# Boxed Rear Control Arms



## rcrboy (Dec 28, 2020)

Has anyone boxed in the upper rear control arms for strength or not a good idea. I was thinking of boxing in my lowers and uppers on my 67 GTO. I see in the book
"Pontiac GTO Restoration Guide" they mention a different upper control arm part number(9788993) for the lower HD rear axle gear ratios.


----------



## Mine'sa66 (Oct 30, 2019)

It's a great idea. You can box them yourself or buy them.


----------



## Sick467 (Oct 29, 2019)

Ames sells the inserts that you can weld into box the originals. I have not done it, but for $30...seems like a no-brainer. I may end up going with adjustable rear arms OR DIY boxed arms. I guess it depends on the budget as I get closer to it.

*Ames part #* - S139CB 1(964-72 Rear Lower Control Arm Inserts) ....... 30.00/pr.


----------



## ylwgto (Oct 27, 2009)

Makes a huge difference. I woulda boxed mine, but when I went to do it both lower arms were bent and twisted so I just bought some tubulars to replace them.


----------



## armyadarkness (Dec 7, 2020)

I'm a huge fan of it... All of my stuff is tubular, front, back, upper, lower. Handles like a pro with no hop at all.

Im a welder and have my own shop, and I wouldn't/ didnt box them. You can buy UMI's cheap and it's less work.

Bur regardless of how you go, it helps tremendously


----------



## armyadarkness (Dec 7, 2020)

Sick467 said:


> Ames sells the inserts that you can weld into box the originals. I have not done it, but for $30...seems like a no-brainer. I may end up going with adjustable rear arms OR DIY boxed arms. I guess it depends on the budget as I get closer to it.
> 
> *Ames part #* - S139CB 1(964-72 Rear Lower Control Arm Inserts) ....... 30.00/pr.


For a littler over $100, you can get UMI with new bushings.


----------



## O52 (Jan 27, 2019)

He's asking about the uppers. And no, it's not a requirement unless you're into autocross. 
The lowers need to be boxed if you're installing a rear sway bar.


----------



## coyote595 (Dec 4, 2019)

Better to get an aftermarket arm with a flex joint in the frame end for the upper to avoid inducing bind during rear axle articulation.


----------



## maw2078826 (May 1, 2020)

Manual transmission GTOs in 1967 came with "Arm Assembly, Rear Axle" Gr. 5.382, Part # 9788993 for all "A" Body cars with Locking Differentials (better known as "Saf-T-Track" -or- POSI's)...These Rear Axle Upper Control Arms were reinforced from the factory with a welded plate. Additionally, Manual Transmission cars received "Brace, Reinforcement Cross Member" Gr. 7.039, Part Numbers: 3909670 (RH), and 3909669 (LH)...As GM received reports of frame cracking due to the torque put out by these cars. These heavy duty parts continued on to all later production GTO's. As previously noted, AMES and other vendors sell the reproductions.


----------



## Machinest-guy (Jul 19, 2019)

I boxed my control arms, both upper and lower, a long time ago. Likely in 1971 when I was auto-crossing this car in SCCA H/P class. It helped control wheel hop. So did Gabriel adjustable "E" shocks set on the stiffest setting provided, but they are long obsolete now. I also ran heaver duty shortened springs. I boxed my arms using 1/8 band iron welded on the lower edge and formed around the end leaving clearance for suspension motion. I used a high density rubber bushing in the vehicle end and an OEM bushing in the differential housing eye. My bushings were not tack welded to the control arms as some guys did back then.
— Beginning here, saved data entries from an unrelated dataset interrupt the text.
Issue #544, opened 2023-10-18
is there any way to speed up deletion


fenchu:
My tindydb json file grows with 5GB per week if I do not delete.

Currently we just load the tinydb data.json and delete all internalids below a given threshold.

But the major problem is that we need to close tinydb handler to do this, this do not work well in a multiprocessing asyncio fastapi app.

I like to keep max 1000 entries in the list and delete everything below the 1000 highest.

Any guidelines on how to do this while keeping the app running would be great.

A suggestion I got was adding a timestamps (epoch) and delete any timestamps below the 1000 highest, but it bloats up the table.
and add extra logic.
Thanks

fenchu:
This can be obtained using db.max(), but it is slow
```
def keep_newest(key:str='jobid', maxlen:int=1000) -> Optional[List]:
    """ keep the newest maxlen entries in database """
    global db
    if not db:
        db = TinyDB(db_path)
    currlen = len(db.all())
    if currlen<=maxlen:
        #log.warning(f"database size is:{currlen} which is less than {maxlen} - no deletion")
        return False
    ids = []
    for d in db.all()[:currlen - maxlen + 1]:
        id = db.remove(where(key)==d[key])
        if id:
            ids.append(id)
        #log.info(f"removed {d} with index {id}")
    return ids
```

number of entries in database: 10000
number of entries in database: 999
deleting 9001 took 450.83sec

The json direct version is way faster:  1875 times faster?

```
def keep_newest_json(fname:str,  maxlen:int=1000, table:str='_default') -> Optional[List]:
    """ keep the newest maxlen entries in database """
    dat = None
    with open(fname, 'r', encoding='utf8') as FR:
        dat = json.load(FR)
    if table not in dat:
        log.fatal(f"table:{table} not found in dat:{list(dat.keys())}")
        return None
    currlen = len(dat[table].keys())
    if currlen<=maxlen:
        log.info(f"table:{table} has {currlen} entries, less than maxlen:{maxlen}")
        return None
    ids = []
    for id in list(dat[table].keys())[:currlen - maxlen + 1]:
        del dat[table][id]
        ids.append(id)
        #log.info(f"removed index {id} from {table}")
    with open(fname, 'w', encoding='utf8') as FW:
        FW.write(json.dumps(dat, indent=2, sort_keys=True))
    return ids
```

Now, many years later, I wanted to replace the rear axle with a new unit from Currey so it became time to disassemble and inspect the rear suspension. All the control arms were stripped to bare metal, crack inspected for defects (none found), then powder coated for a better appearance. I reinstalled MOOG bushings in all positions. I also replaced the bolts, spring insulators, and hardware holding the springs in place.

My suspension (convertable w/ factory HD frame rails) had gone about 70 thousand miles between 1971 and December of 2021 without any damage occurring to the modified arms or OEM fasteners, but the bushings were cracked and worn out. The frame is also undamaged, but this may have been prevented by support from a roll bar mounting pad. Total vehicle miles on the frame are about 160,000. I have now installed AMES reproduction frame support brackets and reworked my roll bar welding. I don't expect any issues with the rear suspension to form within the remaining expected life of the car. 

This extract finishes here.